『三文オペラ』松岡充インタビュー「違和感の塊のような作品」


2018年1月23日(火)に神奈川・KAAT神奈川芸術劇場<ホール>にて『三文オペラ』が開幕する。本作は、ベルトルト・ブレヒトの戯曲、クルト・ヴァイルが音楽を手がけた傑作で、マクヒィスと彼を巡る女たちを描いた音楽劇。今回の上演では、演出・上演台本を谷賢一が手掛け、ロックバンド・ドレスコーズの志磨遼平が初めて舞台公演の音楽監督を務める。

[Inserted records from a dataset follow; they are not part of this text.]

PR #786, opened 2026-04-04
Update settings auth flow and remove QuranProfileService

AhmedNMahran:
## Summary

This PR updates the Quran.com account area in Settings and removes the extra `QuranProfileService` layer.

The main goals are:
- move the Quran.com account section to the top of Settings
- update the signed-out and signed-in UI to match the new design direction while reusing existing NoorUI components
- localize the new Settings strings in English and Arabic
- open the Quran.com profile page from the signed-in settings row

色男にして盗賊王という主人公マクヒィス役を演じるのは、ロックバンドSOPHIA/MICHAELのボーカル、そして最近では俳優として活躍する松岡充。その松岡に、出演への経緯や、作品の魅力、共演者たちについてなどを聞いた。

『三文オペラ』松岡充インタビュー

――まずは本作への出演を受けた時のお気持ちを教えてください。

僕は音楽を主軸に活動をしているんですが、舞台、映画、ドラマなど俳優の活動をする際には作品に必ず没頭するんですね。その期間は完全に音楽活動を控えて、俳優として専念する。だから、音楽以外の活動は1年に1本ぐらいにしていたんですが、最近特に俳優の活動が立て続いていたんですよね。2017年はちょうど主演映画が公開されて、主演舞台も決まっていて、という時に、この『三文オペラ』の出演オファーをいただいたんです。時期を聞いたら、12月から稽古で、1月に本番ということで・・・。クリスマスの時期は、MICHAELというバンドにとって年に一度の、絶対に欠かせないクリスマスライブをやっているんですよ。クリスマスライブは自分たちにとっても、ファンにとっても、絶対に外せないものですからね。お話の印象としても、スケジュール的にも(自分がやるのは)「ちょっと難しいんじゃないか?」と実は思っていました。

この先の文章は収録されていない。